**Exercise description**: For the word "much", copy every line of the material that includes it.
== Segment start ==
PR #586, opened 2024-04-27
hPutBuilder

### LINKED ISSUE #446: Add hPutBuilder for Text's Builder type
Based on discussion in #442, having a way to write a text builder directly to a handle, like [bytestring's `hPutBuilder`](https://hackage.haskell.org/package/bytestring-0.11.3.1/docs/Data-ByteString-Builder.html#v:hPutBuilder) might be a nice performance win in some situations.

BebeSparkelSparkel:
closes #446 

Questions

1. If there is no encoding specified in haCodec, should should hPutBuilderUtf8 be used?
2. Does the write byte buffer actually need to be flushed?
1. Is the ByteArray in danger of being garbage collected leaving a dangerous pointer?
1. What should the buffer size be? Or, should it be a parameter?
1. With the change to Builder should `toLazyTextWith` still use `smallChunkSize`?
3. Since the buffers are lazy should there be some pre-sequencing of the next buffer. If so, how could this be done?

### DIFF
--- a/src/Data/Text/Internal/Builder.hs
+++ b/src/Data/Text/Internal/Builder.hs
@@ -40,8 +40,10 @@ module Data.Text.Internal.Builder
      -- ** The Builder type
      Builder
    , LazyTextBuilder
+   , getTexts
    , toLazyText
    , toLazyTextWith
+   , starter
 
      -- ** Constructing Builders
    , singleton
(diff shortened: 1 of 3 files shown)


Lysxia:
I don't see how you can do much better than `hPutBuilder h b = L.hPutStr h $ toLazyText b` because `Builder` has to construct a list of chunks anyway (as you mentioned yourself in the linked issue).

The only place I can see a potential speed up is if the desired encoding is UTF-8, then you could go through `Text.Utf8.hPutStr`, whose implementation could be improved by removing the `encodeUtf8` copy and writing the `Text` bytes directly to the handle.

text's `Builder`'s only purpose is to produce a `LazyText`, so I think it makes sense to keep its current API minimal and not even add `hPutBuilder`. Note that it's a quite different data structure from bytestring's `Builder`, which doesn't allocate buffers itself. Converting `Text` to bytestring's` Builder` may be a better idea than going through text's `Builder`.

PR #585, opened 2024-04-23
Added file write benchmarks

BebeSparkelSparkel:
In preparation for #446

PR #589, opened 2024-04-28
Integrate utf8 hPutStr to standard hPutStr

BebeSparkelSparkel:
`Data.Text.IO.Utf8.hPutStr` was implemented in #503 and has much better performance than `Data.Text.IO.hPutStr` when the encoding is `"UTF-8"` and the neline is `LF`, so I added it.

Question: Is there a faster way to check for the encoding without checking for string equality?


src/Data/Text/IO.hs
```diff
@@ -176,17 +179,24 @@ hGetLine = hGetLineWith T.concat
...
   case buffer_mode of
-     (NoBuffering, _)        -> hPutChars h str
-     (LineBuffering, buf)    -> writeLines h nl buf str
-     (BlockBuffering _, buf)
-         | nl == CRLF        -> writeBlocksCRLF h buf str
-         | otherwise         -> writeBlocksRaw h buf str
+    (NoBuffering, _)
+      | l > 5 && nl == LF && isUTF8   -> utf8Put
+      | otherwise                     -> hPutChars h str
+    _ | l > 80 && nl == LF && isUTF8  -> utf8Put
```
Lysxia, line 193: Why only if `l > 80`, or `l > 5` in the `NoBuffering` case?

Lysxia (commented):
Inspecting the `textEncodingName` of `TextEncoding` like you did seems like the right way.

src/Data/Text/IO.hs
BebeSparkelSparkel: Based on #585 benchmarks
== Segment end ==
**Solution**:
I don't see how you can do much better than `hPutBuilder h b = L.hPutStr h $ toLazyText b` because `Builder` has to construct a list of chunks anyway (as you mentioned yourself in the linked issue).
`Data.Text.IO.Utf8.hPutStr` was implemented in #503 and has much better performance than `Data.Text.IO.hPutStr` when the encoding is `"UTF-8"` and the neline is `LF`, so I added it.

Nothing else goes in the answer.